Bundeskanzler Friedrich Merz hat bei seinem ersten Wahlkampfauftritt in Sachsen-Anhalt vor den politischen und wirtschaftlichen Folgen einer möglichen AfD-Regierung gewarnt. Bei einem gemeinsamen Termin mit dem CDU-Ministerpräsidenten Schulze in Quedlinburg sagte der CDU-Vorsitzende, Sachsen-Anhalt dürfe kein „Experimentierfeld für Wutbürger“ werden.
Merz warnte erneut davor, dass das Bundesland nach der Wahl möglicherweise nicht mehr regierbar sein könnte oder die AfD dort eine absolute Mehrheit erreichen könnte. In diesem Fall würden Investoren nach Einschätzung des Kanzlers genauer prüfen, ob sie noch in Sachsen-Anhalt investieren. Sie würden es sich dann „dreimal überlegen“, sagte Merz.

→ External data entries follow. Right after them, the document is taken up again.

PR #761, opened 2016-06-30
Add ability to jump to the root from %!TEX root comments

ig0774:
Simple change to allow jumping to the root document from an included document if the `%!TEX root` comment is used.

May not be terribly useful, but I've found myself wanting this.

### DIFF
--- a/jumpto_tex_file.py
+++ b/jumpto_tex_file.py
@@ -12,10 +12,12 @@ try:
     _ST3 = True
     from .getTeXRoot import get_tex_root
     from .latextools_utils import get_setting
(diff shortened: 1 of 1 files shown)


r-stein:
I also think this is useful, but would add it to jump to anywhere (https://github.com/SublimeText/LaTeXTools/pull/683) instead of to this.
I don't think it benefits from the `_jumpto_tex_file` command and in the current implementation the directive `% !TeX root = ../root.tex` would create a folder above the tex root instead of opening the root file.

ig0774:
Good points. I'll look into adding it there.

PR #764, opened 2016-07-04
Caching for BibTeX cite completions

r-stein:
This has been discussed in https://github.com/SublimeText/LaTeXTools/pull/759.

This PR adds a special caching behavior, which improves the performance of cite completions.

Two modules are added:

- `bibformat`: Utility module for formating cite completion strings
- `bibcache`: The core of this PR. A special cache for bib files.

Before caching the `bibcache` module calculates the formating strings for the cite panel and the cite autocompletion.
These results are stored in a new dict under the keys `<panel_formatted>` and `<autocomplete_formatted>`. In addition this dict keeps important keys and will be cached and given to the completion.

The completion will be check and use the preformatted entry, if a special key is present. Otherwise it will work as before. Hence it is fully backward compatible with all bibliographies.

PS:
For prefix match a match string is created and stored under the special key `<prefix_match>`.

TODO:

- [x] some small additional performance improvements
- [x] keep fields, which are needed in cite completion (for prefix match)
- [x] ST2 compatibility
- [x] doc strings for bibcache

### DIFF
--- a/latex_cite_completions.py
+++ b/latex_cite_completions.py
@@ -672,7 +672,8 @@ class LatexCiteCommand(sublime_plugin.TextCommand):
                 try:
                     return entry["<panel_formatted>"]
                 except:
-                    return [formatted_entry(s, entry) for s in cite_panel_format]
+                    return [bibformat.format_entry(s, entry) 
+                            for s in cite_panel_format]
             panel_entries = [
                 formatted_entry(completion)
                 for completion in completions
--- a/latex_cite_completions.py
+++ b/latex_cite_completions.py
@@ -31,7 +31,7 @@ if sublime.version() < '3000':
     import getTeXRoot
     from kpsewhich import kpsewhich
     from latextools_utils.is_tex_file import is_tex_file, get_tex_extensions
-    from latextools_utils import get_setting
+    from latextools_utils import bibformat, get_setting
     import latextools_plugin
 
     # reraise implementation from 6
@@ -45,7 +45,7 @@ else:
     from . import getTeXRoot
     from .kpsewhich import kpsewhich
     from .latextools_utils.is_tex_file import is_tex_file, get_tex_extensions
-    from .latextools_utils import get_setting
+    from .latextools_utils import bibformat, get_setting
     from . import latextools_plugin
 
     # reraise implementation from 6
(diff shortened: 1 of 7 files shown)


latextools_utils/bibcache.py
```diff
@@ -0,0 +1,89 @@
...
+    except:
+        raise cache.CacheMiss()
+
+    # raise a cache miss if the modification took place after the caching
+    modified_time = os.path.getmtime(bib_file)
+    if modified_time > meta_data["cache_time"]:
+        raise cache.CacheMiss()
+
+    # validate the format string are still valid
+    if any(meta_data[s] != get_setting("cite_" + s)
```
r-stein: It might be necessary to add a static version number and check `if meta["version"] == VERSION_NR and any(...`, which increases if the cached info are changed.
For example if the cite completion also needs the "author" key and changes the bibcache to keep this key, there should be a way to revoke old caches (which does not contain the key).

ig0774: That's seems like a good idea.

r-stein: Do you think it should also trigger the bibliography to be parsed or only the format the strings from the cached bibliogryphy result?

ig0774: Probably just the format strings, but I'm struggling to think of a concrete case where reparsing the bibliography is necessary. Do you have one in mind?

r-stein: No. I could image the bibliography could change and sanitize the strings, e.g. the author name from `Bj{\"o}rn` to `Björn`. Or it could somehow increase the precision, e.g. the traditional could find more authors.
However I don't see any real world example and it would not break the compatibility to the old cached entries anyway.

tlepoint:
After a few days of use, it works great for me!! 👍 It still blocks the main frame when I use new bibliography at the first compilation (building the cache), but then it is fast! 

Do you think you could improve the UI during the first build, e.g. by displaying a small window to say that it coud take some time for large bibliography files (say >6MB or so)?

ig0774:
Probably a good use for the "progress_indicator" from #732, which should be easy to integrate.

r-stein:
It think showing a "ok, cancel"-Dialog to inform the user that it might require some time (if the bib file has a certain size) and using the process indicator might be a good idea.
In general it would also be possible to move it to an other thread and not block the main thread at all like the usepackages cache does (?). However I don't know it would be worth the effort, since bib files are usually not that big.

I think this PR is ready to merge and such changes would be for the next one. Ideas and discussions are welcome anyway.

latex_cite_completions.py
```diff
@@ -783,10 +664,28 @@ def on_done(i):
...
+                ["{title} ({keyword})", "{author}"])
             # show quick
-            formatter = Formatter()
-            view.window().show_quick_panel([[formatter.vformat(s, (), completion) for s in cite_panel_format] \
-                                        for completion in completions], on_done)
+            def formatted_entry(entry):
+                try:
+                    return entry["<panel_formatted>"]
+                except:
+                    return [formatted_entry(s, entry) for s in cite_panel_format]
```
ig0774: Isn't this an infinite loop? It should probably be `bibformat.format_entry(s, entry)`

r-stein: Oh good catch.

PR #774, opened 2016-07-16
Utility function: Quickpanel for file navigation

r-stein:
This PR adds a utility function, which creates a quickpanel to navigate between file regions. It has a pretty simple interface and can be used with the analysis results.

I am looking forward for the following features:

*Full document "goto overlay":*

lt_demo_goto_section_overlay

*Show label usage in "jump to anywhere":*

lt_jumpto_label_usages

*Search for commands in document:*

lt_demo_search_commands

@msiniscalchi @ig0774  I licensed this file with the MIT license, because I think it is also useful in other projects and MIT seems to be the most permissive license.
If you also don't see a problem with the license I would merge this, such that I can create follow up PRs.

### DIFF
--- a/01_reload_submodules.py
+++ b/01_reload_submodules.py
@@ -31,6 +31,7 @@ LOAD_ORDER = [
     'latextools_utils.is_tex_file',
     'latextools_utils.sublime_utils',
     'latextools_utils.cache',
+    'latextools_utils.quickpanel',
 
     # depend on any previous
     'latextools_utils.analysis',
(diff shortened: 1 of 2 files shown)


ig0774:
I don't see a problem with a sub-component licensed under MIT. In fact we have a couple already in the `external` directory.

I'm a little hesitant about merging this into `master` only because I don't like the idea of actively-developed code in the main branch, even if it isn't used; but if its mature enough that it won't be changing too much, I don't have a problem with it being there.

Otherwise, I like the look of those features you've previewed!

r-stein:
I will add ST2 compatability before merging it. Afterwards there will be only minor changes (like adding a flag to a function).

Issue #93, opened 2021-03-18
rename "master" branch to "main"


davepacheco:
If nothing else, it's helpful for this repo's primary branch to be consistent with other repos created with newer defaults.

If you have a local clone, these are the steps GitHub recommends to get past this change:

```
git branch -m master main
git fetch origin
git branch -u origin/main main
```

Otherwise, this should have no impact on you.

PR #94, opened 2021-03-18
update workflow for rename of default branch

davepacheco:


davepacheco:
As so often happens, I'm not sure why GitHub Actions are not running on this PR.

It doesn't seem like this change is _necessary_, even given #93.  Empirically, other PRs (on other repos) ran workflows configured for "master" even when they were created after the branch was renamed to "main".  And [this post](https://github.blog/changelog/2020-07-22-github-actions-better-support-for-alternative-default-branch-names/) does say "All of your workflows that reference the old branch name will still work," though it's not totally clear what operations that's describing.

davepacheco:
The problem appears to have been the use of `$default-branch` instead of explicitly `main`.  I'm not sure why, given that the [official examples use `$default-branch` now](https://github.com/actions/starter-workflows/blob/main/ci/rust.yml), but using "main" does seem to work.

PR #100, opened 2021-03-23
use 32-bit types for pagination limits

davepacheco:
This change modifies the numeric type that's used for the "limit" in paginated endpoints.

Previously, this was a `NonZeroU64` in the externally-facing data structures, but only exposed internally as a `usize` (via `RequestContext::page_limit`).  If the conversion from `NonZeroU64` to `usize` failed, a 400 response was sent back to the client.

Why did it work this way?  I wanted `usize` internally because all of the internal consumers were backed by Rust collection iterators, which use `usize` to describe a number of elements (e.g., [take](https://doc.rust-lang.org/core/iter/trait.Iterator.html#method.take)).  But I figured that using `usize` externally would cause the OpenAPI spec to change depending on the bitness of the server, which didn't seem right.  Still, this solution has a few issues:

* On any server where `usize::MAX` is smaller than `u64::MAX`, the OpenAPI spec could advertise a value larger than was supported.  On these servers, the error that a client would get for the range `usize::MAX` to `u64::MAX` is likely different than they would get for values above `u64::MAX`.
* When I went to add a consumer backed by a PostgreSQL-compatible database (CockroachDB, actually) I discovered that even [`u64` doesn't have a direct translation to PostgreSQL](https://docs.rs/tokio-postgres/0.7.0/tokio_postgres/types/trait.ToSql.html#types).  Indeed, [the largest native numeric type in PostgreSQL appears to be a signed 64-bit integer](https://www.postgresql.org/docs/current/datatype-numeric.html).

Neither of these is a big deal, but they're worth addressing.

This change modifies both the externally-facing and internally-facing types to `NonZeroU32`.  I chose this because it's large enough to be sufficient for all foreseeable practical purposes, but small enough to be satisfy the PostgreSQL consumer without additional validation.  This is still arbitrary, obviousy, but _any_ choice here, once it's big enough for practical purposes, is just a matter of making things most convenient for consumers.

### DIFF
--- a/CHANGELOG.adoc
+++ b/CHANGELOG.adoc
@@ -15,6 +15,10 @@
 
 https://github.com/oxidecomputer/dropshot/compare/v0.5.1\...HEAD[Full list of commits]
 
+=== Breaking Changes
+
+* https://github.com/oxidecomputer/dropshot/pull/100[#100] The type used for the "limit" argument for paginated resources has changed.  This limit refers to the number of items that an HTTP client can ask for in a single request to a paginated endpoint.  The limit is now 4294967295, where it may have previously been larger.  This is not expected to affect consumers because this limit is far larger than practical.  For details, see #100.
+
 == 0.5.1 (released 2021-03-18)
 
 https://github.com/oxidecomputer/dropshot/compare/v0.5.0\...v0.5.1[Full list of commits]
--- a/dropshot/src/handler.rs
+++ b/dropshot/src/handler.rs
@@ -132,7 +132,7 @@ impl<Context: ServerContext> RequestContext<Context> {
              * Compare the client-provided limit to the configured max for the
              * server and take the smaller one.
              */
-            .map(|limit_nzu32| min(limit_nzu32, server_config.page_max_nitems))
+            .map(|limit| min(limit, server_config.page_max_nitems))
             /*
              * If no limit was provided by the client, use the configured
              * default.
--- a/dropshot/src/handler.rs
+++ b/dropshot/src/handler.rs
@@ -62,13 +62,12 @@ use serde::Serialize;
 use slog::Logger;
 use std::cmp::min;
 use std::collections::BTreeMap;
-use std::convert::TryFrom;
 use std::fmt::Debug;
 use std::fmt::Formatter;
 use std::fmt::Result as FmtResult;
 use std::future::Future;
 use std::marker::PhantomData;
-use std::num::NonZeroUsize;
+use std::num::NonZeroU32;
 use std::sync::Arc;
 
 /**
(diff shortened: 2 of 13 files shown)


davepacheco:
Blocked on #101.

davepacheco:
Note that the examples and tests still use in-memory data structures that need the limit to be a `usize`.  I have just thrown `as usize` onto the limit.  This isn't great: these consumers should probably use `usize::try_from(...).map_err(f)?`, where `f` is a function that returns a 400-level error with an appropriate message.  This didn't seem worthwhile for the tests or examples, but if people feel it'd be misleading users in the examples then I can substitute something like the above.

CHANGELOG.adoc
```diff
@@ -15,6 +15,10 @@
 
 https://github.com/oxidecomputer/dropshot/compare/v0.5.1\...HEAD[Full list of commits]
 
+=== Breaking Changes
+
+* https://github.com/oxidecomputer/dropshot/pull/100[#100] The type used for the "limit" argument for paginated resources has changed.  This limit refers to the number of items that an HTTP client can ask for in a single request to a paginated endpoint.  The limit is now 4294967295, where it may have previously been larger.  This is not expected to affect consumers because this limit is far larger than practical.  For details, see #100.
```
bnaecker, line 20: I'm not sure if it would cloud the issue, but I might add a parenthetical comment to the actual limit, something like `4294967295 (or u32::MAX - 1)`. The linked issue would have this detail, but it might be helpful to know here something about the _type_ that client code could use to represent this. Just a thought, I'm really not sure it's worth it.

dropshot/src/handler.rs
```diff
@@ -129,32 +128,11 @@ impl<Context: ServerContext> RequestContext<Context> {
...
-            })?
             /*
              * Compare the client-provided limit to the configured max for the
              * server and take the smaller one.
              */
-            .map(|limit_usize| {
-                let limit_nzusize = NonZeroUsize::new(limit_usize).unwrap();
-                min(limit_nzusize, server_config.page_max_nitems)
-            })
+            .map(|limit_nzu32| min(limit_nzu32, server_config.page_max_nitems))
```
bnaecker, line 135: Seems like we could remove the type suffix here, since there's no conversion?

bnaecker (approved):
Pretty straightforward, looks great! Couple of minor points, but nothing to block a merge when you're ready.

CHANGELOG.adoc
davepacheco: Fair point.  In this context, I was really only trying to communicate enough information to let the reader determine _whether_ this might affect them.  I think if it even might affect you, you probably want to read the issue details.  What do you think of that?  (Should I make that clearer?)

dropshot/src/handler.rs
davepacheco: Good point.  Fixed in ed77606ea778827f4fd456cf622f4be5f4ea170d.

CHANGELOG.adoc
bnaecker: Yeah, this is exactly what I meant by "clouding the issue," so I'm on board with pointing consumers to more detail in the linked issue :)

davepacheco: 👍 Thanks for taking a look!

smklein (approved):
FYI, I patched the openAPI tests to use u32 instead of u64.

LGTM.

davepacheco:
Thanks for the reviews!

PR #103, opened 2021-04-13
implement graceful shutdown on Drop

davepacheco:
Previously if the Dropshot server was dropped prior to closing it, it would panic.  This was intended to guide people to using `close()` for graceful shutdown.  I've now run into this a lot more in failing test suites, where it's way more disruptive than it is helpful because the program panics while panicking, and you're left with very little debug information.  So I'm proposing that we do attempt a graceful shutdown in `Drop`.  I don't consider this a breaking change because previously, a program that ran into this behavior would panic anyway.

### DIFF
--- a/CHANGELOG.adoc
+++ b/CHANGELOG.adoc
@@ -15,6 +15,8 @@
 
 https://github.com/oxidecomputer/dropshot/compare/v0.5.1\...HEAD[Full list of commits]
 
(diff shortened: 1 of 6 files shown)


smklein (approved):
LGTM, though I think you might need to hit the tests with a `TRYBUILD=overwrite` hammer

PR #105, opened 2021-04-16
fix #104 duplicated inline response type schemas

### LINKED ISSUE #104: top-level types are always inline, so duplicated in the schema
## The problem

In oxidecomputer/omicron#64 @david-crespo reported that when running openapi-generator for TypeScript on the Omicron API schema, he was getting duplicate type definitions like `ApiRackView` and `ApiRackView1`.  The types were exactly the same.  This API has two different endpoints that use this type: one returns an `ApiRackView`, and the other returns a list of `ApiRackView`.  It appears that the dropshot-generated OpenAPI spec inlines the top-level type in the response, but it generates references for subtypes.

## Test case

I was able to replicate this by modifying test_openapi.rs with this change:

```diff
diff --git a/dropshot/tests/test_openapi.rs b/dropshot/tests/test_openapi.rs
index 97daf80..3af7e5f 100644
--- a/dropshot/tests/test_openapi.rs
+++ b/dropshot/tests/test_openapi.rs
@@ -136,6 +136,36 @@ async fn handler7(
     unimplemented!();
 }
 
+#[derive(JsonSchema, Serialize)]
+struct NeverDuplicatedTopLevel {
+    b: NeverDuplicatedNextLevel,
+}
+
+#[derive(JsonSchema, Serialize)]
+struct NeverDuplicatedNextLevel {
+    v: bool,
+}
+
+#[endpoint {
+    method = PUT,
+    path = "/dup1",
+}]
+async fn handler8(
+    _rqctx: Arc<RequestContext<()>>,
+) -> Result<HttpResponseOk<NeverDuplicatedTopLevel>, HttpError> {
+    unimplemented!();
+}
+
+#[endpoint {
+    method = PUT,
+    path = "/dup2",
+}]
+async fn handler9(
+    _rqctx: Arc<RequestContext<()>>,
+) -> Result<HttpResponseOk<NeverDuplicatedTopLevel>, HttpError> {
+    unimplemented!();
+}
+
 fn make_api() -> Result<ApiDescription<()>, String> {
     let mut api = ApiDescription::new();
     api.register(handler1)?;
@@ -145,6 +175,8 @@ fn make_api() -> Result<ApiDescription<()>, String> {
     api.register(handler5)?;
     api.register(handler6)?;
     api.register(handler7)?;
+    api.register(handler8)?;
+    api.register(handler9)?;
     Ok(api)
 }

```

Here's how that changes the generated schema for that test:

```diff
dap@zathras dropshot $ git diff dropshot/tests/test_openapi.json
diff --git a/dropshot/tests/test_openapi.json b/dropshot/tests/test_openapi.json
index 1233f79..688000d 100644
--- a/dropshot/tests/test_openapi.json
+++ b/dropshot/tests/test_openapi.json
@@ -26,6 +26,58 @@
         }
       }
     },
+    "/dup1": {
+      "put": {
+        "operationId": "handler8",
+        "responses": {
+          "200": {
+            "description": "successful operation",
+            "content": {
+              "application/json": {
+                "schema": {
+                  "title": "NeverDuplicatedTopLevel",
+                  "type": "object",
+                  "properties": {
+                    "b": {
+                      "$ref": "#/components/schemas/NeverDuplicatedNextLevel"
+                    }
+                  },
+                  "required": [
+                    "b"
+                  ]
+                }
+              }
+            }
+          }
+        }
+      }
+    },
+    "/dup2": {
+      "put": {
+        "operationId": "handler9",
+        "responses": {
+          "200": {
+            "description": "successful operation",
+            "content": {
+              "application/json": {
+                "schema": {
+                  "title": "NeverDuplicatedTopLevel",
+                  "type": "object",
+                  "properties": {
+                    "b": {
+                      "$ref": "#/components/schemas/NeverDuplicatedNextLevel"
+                    }
+                  },
+                  "required": [
+                    "b"
+                  ]
+                }
+              }
+            }
+          }
+        }
+      }
+    },
     "/impairment": {
       "get": {
         "operationId": "handler6",
@@ -288,6 +340,17 @@
   },
   "components": {
     "schemas": {
+      "NeverDuplicatedNextLevel": {
+        "type": "object",
+        "properties": {
+          "v": {
+            "type": "boolean"
+          }
+        },
+        "required": [
+          "v"
+        ]
+      },
       "ResponseItem": {
         "type": "object",
         "properties": {
```

We see that the top-level type shows up twice, inline in both places, while the next level type gets a reference instead.

## Analysis

When you use the `endpoint` macro, we generate a `From<...> for ApiEndpoint` for this specific handler

```rust
#[allow(non_camel_case_types, missing_docs)]
#[doc = "API Endpoint: handler9"]
struct handler9 {}
#[allow(non_upper_case_globals, missing_docs)]
#[doc = "API Endpoint: handler9"]
const handler9: handler9 = handler9 {};
impl From<handler9>
    for dropshot::ApiEndpoint<
        <Arc<RequestContext<()>> as dropshot::RequestContextArgument>::Context,
    >
{
    fn from(_: handler9) -> Self {
        async fn handler9(
            _rqctx: Arc<RequestContext<()>>,
        ) -> Result<HttpResponseOk<NeverDuplicatedTopLevel>, HttpError> {
            ::core::panicking::panic("not implemented");
        }
        dropshot::ApiEndpoint::new(
            "handler9".to_string(),
            handler9,
            dropshot::Method::PUT,
            "/dup2",
        )
    }
}
```

(That's from `cargo expand -p dropshot --test=test_openapi` with my changes.)

When you register the handler function, we use that `From` impl (well, the corresponding `Into`) here:
https://github.com/oxidecomputer/dropshot/blob/e04241c9eb6a19bd9b0b42718adad8b6d7bab29c/dropshot/src/api_description.rs#L222-L226

We see above that that invokes `ApiEndpoint::new()`, which winds up invoking `metadata()` on the response type:
https://github.com/oxidecomputer/dropshot/blob/e04241c9eb6a19bd9b0b42718adad8b6d7bab29c/dropshot/src/api_description.rs#L60

`ResponseType` is `HttpResponseOk` here, and the `metadata()` impl comes from `HttpTypedResponse`:
https://github.com/oxidecomputer/dropshot/blob/e04241c9eb6a19bd9b0b42718adad8b6d7bab29c/dropshot/src/handler.rs#L1140-L1149

What's important here is that we supply `Body::json_schema` as the `schema` function here:
https://github.com/oxidecomputer/dropshot/blob/e04241c9eb6a19bd9b0b42718adad8b6d7bab29c/dropshot/src/handler.rs#L1144

Again, that's all at registration time.  Later when we generate the schema, we use that `schema` function to generate a schema for the response body:
https://github.com/oxidecomputer/dropshot/blob/e04241c9eb6a19bd9b0b42718adad8b6d7bab29c/dropshot/src/api_description.rs#L524-L527

Let's take a closer look at the derived `JsonSchema` impls.  For the top-level type, it looks like this (back to `cargo expand`):

```rust
impl schemars::JsonSchema for NeverDuplicatedTopLevel {
    fn schema_name() -> std::string::String {
        "NeverDuplicatedTopLevel".to_owned()
    }
    fn json_schema(gen: &mut schemars::gen::SchemaGenerator) -> schemars::schema::Schema {
        {
            let schema = {
                let mut schema_object = schemars::schema::SchemaObject {
                    instance_type: Some(schemars::schema::InstanceType::Object.into()),
                    ..Default::default()
                };
                <NeverDuplicatedNextLevel as schemars::JsonSchema>::add_schema_as_property(
                    gen,
                    &mut schema_object,
                    "b".to_owned(),
                    None,
                    true,
                );
                schemars::schema::Schema::Object(schema_object)
            };
            gen.apply_metadata(schema, None)
        }
    }
}
```

The schema for `NeverDuplicatedNextLevel` must be added via `add_schema_as_property`, which winds up invoking not `json_schema()` on `NeverDuplicatedNextLevel`, but [gen.subschema_for()](https://docs.rs/schemars/0.8.3/schemars/gen/struct.SchemaGenerator.html#method.subschema_for).  That's documented as:

> Generates a JSON Schema for the type T, and returns either the schema itself or a $ref schema referencing T’s schema.
> 
> If T is referenceable, this will add T’s schema to this generator’s definitions, and return a $ref schema referencing that schema. Otherwise, this method behaves identically to JsonSchema::json_schema.

This explains why the non-top-level schemas get references: JsonSchema internally uses a function that tries to add references if possible.  The top-level ones don't get references because we're using `json_schema()` directly, which always generates a new, non-reference schema.

davepacheco:
Fixes #104.


dropshot/src/handler.rs
```diff
@@ -1141,13 +1141,20 @@ where
...
             success: Some(T::STATUS_CODE),
             description: Some(T::DESCRIPTION.to_string()),
         }
     }
 }
+
+fn make_subschema_for<T: JsonSchema>(
+    gen: &mut schemars::gen::SchemaGenerator,
+) -> schemars::schema::Schema {
+    gen.subschema_for::<T>()
```
ahl, line 1155: nice find; I hadn't seen that method previously

ahl (approved):
ship it

ahl (approved):
ship it

dropshot/src/handler.rs
davepacheco: Heh, I only found it when digging into why non-top-level types _did_ create references instead of inline schemas.

davepacheco:
There were a bunch of changes after @ahl's review, but they were mostly churn.  The net change from 9ffb17d to 5873dbb5e382c301c4e7858dd640602da6b96474 (the current tip of this branch) is (1) I applied the change to `TypedBody` and (2) I added test cases for duplicated types in query parameters, request bodies, and a mix of places.

PR #107, opened 2021-05-03
update openapiv3 -> 0.5.0

ahl:


davepacheco:
Cool.  I'm guessing there's no changelog update needed for this one?

ahl:
Correct; just an internal change. Is there some way I should denote that?

davepacheco:
I don't think there's any need.  The changelog already has a link to the raw list of commits for each release for people who want to know about more than what we've highlighted.

PR #108, opened 2021-05-06
Allow for serde_json::Value in body/return types

ahl:
Currently we fail on an `unreachable!()`: not quite true--obviously--since I forgot about permissive types such as `serde_json::Value`. This fix adds handling for that type. It also improves the panic message for the empty set type.

Note that I ran the resulting schema through openapi-generator and the model looks exactly as we would hope:

```rust
pub struct BodyParam {
    #[serde(rename = "_any")]
    pub _any: Option<serde_json::Value>,
    #[serde(rename = "_x")]
    pub _x: String,
}
```

(albeit with some extraneous renames... generated code, what can you do)

### DIFF
--- a/dropshot/src/api_description.rs
+++ b/dropshot/src/api_description.rs
@@ -640,7 +640,21 @@ fn j2oas_schema(
     schema: &schemars::schema::Schema,
 ) -> openapiv3::ReferenceOr<openapiv3::Schema> {
     match schema {
-        schemars::schema::Schema::Bool(_) => unreachable!(),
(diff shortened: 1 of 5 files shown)


davepacheco:
LGTM -- fixes the bug I was seeing.

davepacheco:
Seems like we can probably skip a change log entry for this, too.

ahl:
We could add: the use of permissive schemas (e.g. `serde_json::Value`) in API types is allowed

Vor seinem Auftritt in Quedlinburg hatte der Bundeskanzler das Ostseebad Kühlungsborn in Mecklenburg-Vorpommern besucht. Dort wird am 20. September ein neuer Landtag gewählt. Gemeinsam mit dem CDU-Spitzenkandidaten Peters ging Merz über die Strandpromenade.
Dabei wurde der Kanzler von einigen Passanten ausgepfiffen. Einzelne Menschen beschimpften ihn als „Kriegstreiber“ und „Pinocchio“. Aus dem Publikum kam zugleich Widerspruch. Einige Anwesende appellierten an den Anstand der lautstarken Kritiker.
Ein im Anschluss geplanter Pressetermin mit Merz wurde ohne Begründung abgesagt. Die Wahlkampfauftritte in Ostdeutschland gehören zu seinem späten Einstieg in den Wahlkampf.
Die Nachricht wurde am 1. September 2026 im Programm des Deutschlandfunks gesendet.